Advanced persistent threats continue to test organizations’ strength by exploiting new vulnerabilities, organizing massive supply chain incidents and targeting specific industries. According to a study, 84% of enterprises globally acknowledge that cyberattacks have become more sophisticated, causing worries about vulnerabilities, attack surfaces, threat tactics, malware, mobile device security and the use of consumer cloud services by employees.
Fortunately, there are plenty of tools, sources of information and guidelines that help fine-tune responses to sophisticated attacks allowing for a clear understanding of how to hunt threats and remediate IT systems. Since the average cyberattack lasts a day and a half, security teams need to react quickly. However, a timely response doesn’tnecessarily mean malicious actions should be immediately blocked. It is important to understand the right moment to start the containment, eradication and recovery phases of response as an untimely reaction can signal to attackers that their actions are no longer going unnoticed.
For example, if the incident response team blocks infected software, malicious IP addresses or URLs as soon as the first signs of a threat are detected, then the attackers can simply hide in the network or change their tactics. This could potentially require the investigation cycle to start all over again. Moreover, attackers can sometimes hide so well and for so long that discovery would be almost impossible until their next malicious activity is revealed.
Advanced persistent threats (APTs) use lateral movement techniques to stay unnoticed for days, months or even years while they seek out crucial assets in the victim’s environment. For example, in one Lazarus attack, the actor managed to overcome network segmentation and reach the restricted network thanks to lateral compromise of the administration machine that connected both the corporate and restricted segments. Analysis of TunnelSnake’s APT operation revealed a case in South Asia where the threat actor had a foothold within the network from as early as 2018.
Another issue with early reaction is that it can create a situation in which some attack artifacts are left unnoticed during the eradication stage because the IT security team didn’t detect them or didn’t relate them to the attack during the investigation stage.
Furthermore, the entry point might remain unclear. This could include a vulnerability, an unprotected endpoint or any other vector. In this case, even if the attack were stopped and all malicious elements were wiped out, the risk ofintruders making another attempt through the same gates but with new tactics, techniques and procedures would remain.
With APTs growing in volume and sophistication, there are, however, response steps that can be taken to avoid damaging outcomes.
Find the Attack Kill Chain
As soon as an IT security team discovers that their organization is compromised and there is a human on the other side(not just malware), they need to follow the attack and find as many traces as possible. The attacker’s actions should be followed across the whole network, not just the immediate perimeter. The further the attack goes, the more traces it leaves; threat hunters can attribute these to an APT group—or at least guess its target—and then hunt it down in the most effective way. It is extremely important to find the attack entry point to avoid repetition of this type of incident.

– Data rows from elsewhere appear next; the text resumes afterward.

Issue #1298, opened 2019-08-19
Cross Platform MediaUpload component


pinarol:
We already have MediaUpload for mobile and web but they have different props. We need to refactor the mobile implementation(gutenberg/packages/block-editor/src/components/media-upload/index.native.js) to work with same props with web.

Note that some props might be web specific and not needed by mobile.

We'll also need to update the unittests: gutenberg/packages/block-editor/src/components/media-upload/test/index.native.js

MediaUpload component is currently used by image, video blocks

Here are the mobile side edit implementations for them:

gutenberg/packages/block-library/src/image/edit.native.js
gutenberg/packages/block-library/src/video/edit.native.js

MediaUpload component opens the media options picker on mobile. And then it calls the media picker from the main apps:

<img width="334" alt="Screen Shot 2019-08-19 at 15 55 03" src="https://user-images.githubusercontent.com/5032900/63266955-bab94680-c299-11e9-8baa-bb49d6b86dd6.png">

![media-upload](https://user-images.githubusercontent.com/5032900/63266489-b0e31380-c298-11e9-96cc-1cd2f465efa8.gif)

To investigate/debug the web part:

cd to gutenberg

npm install
npm run dev
At another terminal:
docker-compose up

[This page](https://github.com/WordPress/gutenberg/blob/master/docs/contributors/getting-started.md) has more detailed instructions in case you might need.

Keep in mind that mobile unit-tests(`yarn test`) might fail if gutenberg-mobile/gutenberg/node_modules has modules in it. So the ideal way is checking out another gutenberg repo and running the code from there.

**To test**

**Testing prerequisites**

Media upload isn't supported by free sites so if you only have a free site let us know your WordPress.com user names and we can arrange a test site for you.

For WPiOS

Checkout the PRs branch to any arbitrary folder and cd .. to it
run yarn install, yarn start
Open XCode WPiOS on the latest develop
Clean build folder on Xcode, and then run the app

For WPAndroid

open grade.properties at WordPress-Android folder
add wp.BUILD_GUTENBERG_FROM_SOURCE = true to grade.properties
checkout the PRs branch in the subrepo of WordPress-Android repo
cd to WordPress-Android/libs/gutenberg-mobile
run yarn install, yarn start
yarn wpandroid on a separate terminal in the same directory

---

Make sure nothing is broken by running these test cases on WPiOS and WPAndroid main apps:
[...]

PR #1331, opened 2019-08-27
Feat: support of multiple selection in media upload

dratwas:
In this PR I added support for multiple selections of media in MediaUpload component.  It is a breaking change and apps will crash without changes from listed PRs.

Associated issue - https://github.com/wordpress-mobile/gutenberg-mobile/issues/1298

Related gutenberg PR - https://github.com/WordPress/gutenberg/pull/17397
Related Wordpres-iOS PR - https://github.com/wordpress-mobile/WordPress-iOS/pull/12404
Related Wordpress-Android PR - https://github.com/wordpress-mobile/WordPress-Android/pull/10556
To test:
- set multiple prop to true in image/video block
- run Wordpress-iOS or Wordpress-Android
- add image/video block - multiple select should be enabled for selecting media from the device or WP Media
- the array of selected media should be passed to the callback function

NOTE: Multiple selections of media from the device on iOS doesn't work since this functionality is implemented by the client app. Our example app from `ios` directory doesn't support multiple selections from the device because it uses build-in `UIImagePickerController`. In order to make it works in our example app, I would need to add an external library that supports multiple selections.

### DIFF
--- a/.gitmodules
+++ b/.gitmodules
@@ -1,6 +1,6 @@
 [submodule "gutenberg"]
 	path = gutenberg
-	url = https://github.com/callstack/gutenberg.git
+	url = ../../WordPress/gutenberg.git
 [submodule "react-native-aztec"]
 	path = react-native-aztec-old-submodule
 	url = ../react-native-aztec.git
--- a/.gitmodules
+++ b/.gitmodules
@@ -1,6 +1,6 @@
 [submodule "gutenberg"]
 	path = gutenberg
-	url = ../../WordPress/gutenberg.git
+	url = https://github.com/callstack/gutenberg.git
 [submodule "react-native-aztec"]
 	path = react-native-aztec-old-submodule
 	url = ../react-native-aztec.git
--- a/ios/gutenberg/GutenbergViewController.swift
+++ b/ios/gutenberg/GutenbergViewController.swift
@@ -45,6 +45,9 @@ class GutenbergViewController: UIViewController {
 }
 
 extension GutenbergViewController: GutenbergBridgeDelegate {
+    func editorDidAutosave() {
+        print("➡️ Editor Did Autosave")
+    }
 
     func gutenbergDidLoad() {
         gutenberg.setFocusOnTitle()
--- a/ios/gutenberg/GutenbergViewController.swift
+++ b/ios/gutenberg/GutenbergViewController.swift
@@ -70,9 +70,17 @@ extension GutenbergViewController: GutenbergBridgeDelegate {
             print("Gutenberg did request media picker, passing a sample url in callback")
             switch currentFilter {
             case .image:
-                callback([(id: 1, url: "https://cldup.com/cXyG__fTLN.jpg")])
+                if(allowMultipleSelection) {
+                    callback([(1, "https://cldup.com/cXyG__fTLN.jpg"), (3, "https://cldup.com/cXyG__fTLN.jpg")])
+                } else {
+                    callback([(1, "https://cldup.com/cXyG__fTLN.jpg")])
+                }
             case .video:
-                callback([(2, "https://i.cloudup.com/YtZFJbuQCE.mov")])
+                if(allowMultipleSelection) {
+                    callback([(2, "https://i.cloudup.com/YtZFJbuQCE.mov"), (4, "https://i.cloudup.com/YtZFJbuQCE.mov")])
+                } else {
+                    callback([(2, "https://i.cloudup.com/YtZFJbuQCE.mov")])
+                }
             default:
                 break
             }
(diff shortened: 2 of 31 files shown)


react-native-gutenberg-bridge/ios/GutenbergBridgeDelegate.swift
```diff
@@ -63,7 +63,7 @@ public protocol GutenbergBridgeDelegate: class {
     ///     - source: the source from where the picker will get the media
     ///     - callback: A callback block to be called with an upload mediaIdentifier and a placeholder image file url, use nil on both parameters to signal that the action was canceled.
```
pinarol: I know this is still draft but let's not forget to update `callback` definition also.

react-native-gutenberg-bridge/ios/RNReactNativeGutenbergBridge.swift
```diff
@@ -22,12 +22,23 @@ public class RNReactNativeGutenbergBridge: RCTEventEmitter {
...
+                    let formattedMedia = media.map { (id, url) in
+                        return ["id": id, "url": url]
+                    }
+                    callback([formattedMedia])
+                } else {
+                    guard let (mediaID, mediaURL) = media.first else {
+                        callback(nil)
+                        return
+                    }
+                    callback([["id": mediaID, "url": mediaURL]])
```
pinarol: we can define constants for "id" and "url"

The end goal of incident response is accomplished through two activities: Investigation and remediation. The investigation stage involves determining the attack vector, tools, affected systems, damage, intrusion time frames and so on. In other words, comprehensive analysis is a must before moving to remediation.
Threat intelligence and attack evaluation approaches, such as MITRE ATT&CK, are key at this stage.
Response Means Knowing When to Stop the Attack
It goes without saying that it is important to stop the intruder before they reach critical business services or move to another organization the company connects with. This is where the team’s skills come in; by collecting the maximum amount of data about the attack, they can enable planning the most effective response while still acting before the intruder can have a significant impact on the business.
Learn and Monitor the Network
IT security teams should have a clear picture of the whole enterprise network including edge devices, endpoints, network segments and connected equipment. This is achievable through network monitoring, regular audits, scanningof connections and so on. For large enterprises with many entities, supply chains and subsidiaries—this is a must.
Implementing network audits and monitoring, along with measures such as policies and network segmentation, helpsdecrease the number of potential entry points.
Familiarity with the network is also crucial to understanding response—when to contain and eradicate an attack before it reaches critical business processes. At the eradication and remediation stages, all malware tools and traces should be removed from all endpoints, all compromised systems re-installed and credentials reset. Overlooking any piece of malware in the backend of the network can allow another round of attacks in the future.
The silver lining of these critical attacks is that the more time we spend investigating and observing them, the more we learn about the actors behind them and the more we can help organizations anticipate their methods. Threat intelligence and specific tools are designed to help enterprises detect malicious actions sooner, but expertise remains the crucial factor in detection, investigation, cleanup and avoidance of recurrence.
To this end, organizations are still faced with a choice: Either to build an internal team of talent capable of leveraging useful threat intelligence and employing effective investigative and response functions or partner with a trusted, experienced third-party expert who can do this for them. Of course, a combination of the two is a logical choice for many; however, the absence of either will only become more consequential as sophisticated threats continue to evolve.